En aquel momento me pareció claro que los únicos que hablan de principios son o los izquierdistas irredentos o los jacobinos centralistas o los conservadores ricos que aspiran a serlo más. Así­ que afirmé con todo candor lo que he tomado como tí­tulo de este post: ¡Abajo los principios! Prefiero un mundo sin principios que un mundo donde la afirmación de los principios no es sino una cohartada para refugiarse en un mundo que no quiere ni desaparecer ni evolucionar.

Desbarré más, quizá intoxicado por el hí­gado, pero no me arrepiento porque me quedé satifecho. Tení­a ganas de oir cómo sonaba este discurso en los oí­dos de una persona inteligente y de las pocas que quedan con sus principios intactos. Terminé explicando cómo era este discurso posmodermo, y solo él, el que permití­a salvar al mismo tiempo mis proclividades nacionalistas no muy ortodoxas y la polí­tica presuntamente herrática de Zapatero, cosas ambas que quiero defender pues de lo contrario volverá el conservadurismo y volverá, como dicen los anglosajones, “with a vengeance”. Pero no solo por eso.

«¡Abajo los principios!» recibió 0 desde que se publicó el Sábado 11 de Noviembre de 2006 . Si te ha gustado este post quizá te gusten otros posts escritos por Juan Urrutia.

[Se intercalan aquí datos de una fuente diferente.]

PR #377, opened 2024-07-08
feat: Metrics API enhanced for Failure counters

indrajit96:
#### What does the PR do?
Currently We don't have any mechanism to count any failures that happen in triton core before the request gets to the backend.

This PR enhances existing metrics API to incorporate failure and failure counts in inference requests, along with categories for the types of failures as a "reason" label with initial support for: BACKEND, CANCELED, REJECTED, and OTHER.

**NOTE**: Ensemble failure metrics will reflect the failure counts of their composing models,
but currently do not capture the same granularity for the "reason" label and will default to the "OTHER" reason.

#### Checklist

#### Commit Type:
- [ ] build
- [ ] ci
- [ ] docs
- [x] feat
- [ ] fix
- [ ] perf
- [ ] refactor
- [ ] revert
- [ ] style
- [ ] test

#### Related PRs:
https://github.com/triton-inference-server/server/pull/7423

RespondIfError function call in core

#### Test plan:

See test plan in https://github.com/triton-inference-server/server/pull/7423

- closes Jira issue: DLIS-5530


src/backend_model_instance.cc
```diff
@@ -558,7 +559,8 @@ TritonModelInstance::PrepareRequestsOrRespond(
   // If any errors occurred, respond with error for each request.
   if (!status.IsOk()) {
     for (auto& r : requests) {
-      InferenceRequest::RespondIfError(r, status, true /* release_requests */);
+      InferenceRequest::RespondIfError(
+          r, status, true /* release_requests */, FailureReason::BACKEND);
```
rmccorm4, line 563: Shouldn't this be `OTHER`?

src/backend_model_instance.cc
```diff
@@ -685,7 +687,8 @@ TritonModelInstance::Execute(
     for (TRITONBACKEND_Request* tr : triton_requests) {
       std::unique_ptr<InferenceRequest> ur(
           reinterpret_cast<InferenceRequest*>(tr));
-      InferenceRequest::RespondIfError(ur, status, true /* release_requests */);
+      InferenceRequest::RespondIfError(
+          ur, status, true /* release_requests */, FailureReason::OTHER);
```
rmccorm4, line 691: Should this be `BACKEND`?

src/backend_model_instance.cc
```diff
@@ -964,7 +967,7 @@ TRITONBACKEND_ModelInstanceReportStatistics(
   InferenceRequest* tr = reinterpret_cast<InferenceRequest*>(request);
   tr->ReportStatistics(
       ti->MetricReporter(), success, exec_start_ns, compute_start_ns,
-      compute_end_ns, exec_end_ns);
+      compute_end_ns, exec_end_ns, FailureReason::BACKEND);
```
rmccorm4, line 970: Is it possible for a backend ModelInstanceExecute() to also return an error, and then this `BACKEND` failure would get double counted?

src/metric_model_reporter.cc
```diff
@@ -101,6 +102,14 @@ MetricReporterConfig::ParseQuantiles(std::string options)
 //
 // MetricModelReporter
 //
+const std::map<FailureReason, std::string>
+    MetricModelReporter::failure_reasons_map = {
+        {FailureReason::SUCCESS, "SUCCESS"},
```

Comentarios recibidos en este post y unidos a la discusión global de todos a través de la Matriz, nuestro espacio conversacional.

  1. Berlin Smith dice:

    Siento que la paradoja es la duda sobre la existencia de principios inmutables y la propia necesidad de que existan. Por cordura. Por ansia de verdad. Por saber dónde volver cuando la duda acecha, cuando la sensatez de que la ortodoxia quede de lado agote su valor instrumental. Seguir sin saber nada, dudar para que la ortodoxia no condene a la infelicidad. Seguir buscando qué principios son menos difusos. Supongo que es un bucle eterno.

  2. Juan Urrutia dice:

    Efectivamente es un bucle eterno. Pero lo que no entiendo es que esa eternidad produzca ansiedad. Debe ser por la prisa en llegar a algún final para poder descansar. Sin embargo ese descanso es ni menos que la muerte.

  3. Berlin Smith dice:

    Yo, por el contrario, pienso que en el momento en que se asume esa relatividad – que no me acusen de relativismo – se alcanza una notable paz interior. O, al menos, una gran tranquilidad intelectual. Esa sensación de que por mucho que entusiasmen las ideas que a uno le hacen estirar la sonrisa y hasta en momentos de euforia pensar que va a salvar la humanidad con ellas, en realidad resultan ser muy, muy, perfectibles, tan falsables y tan incapaces de ser perfectas casi como cualquier otra. Y simultáneamente comprender que las escalas de valores existen, con todo su envoltorio de niebla.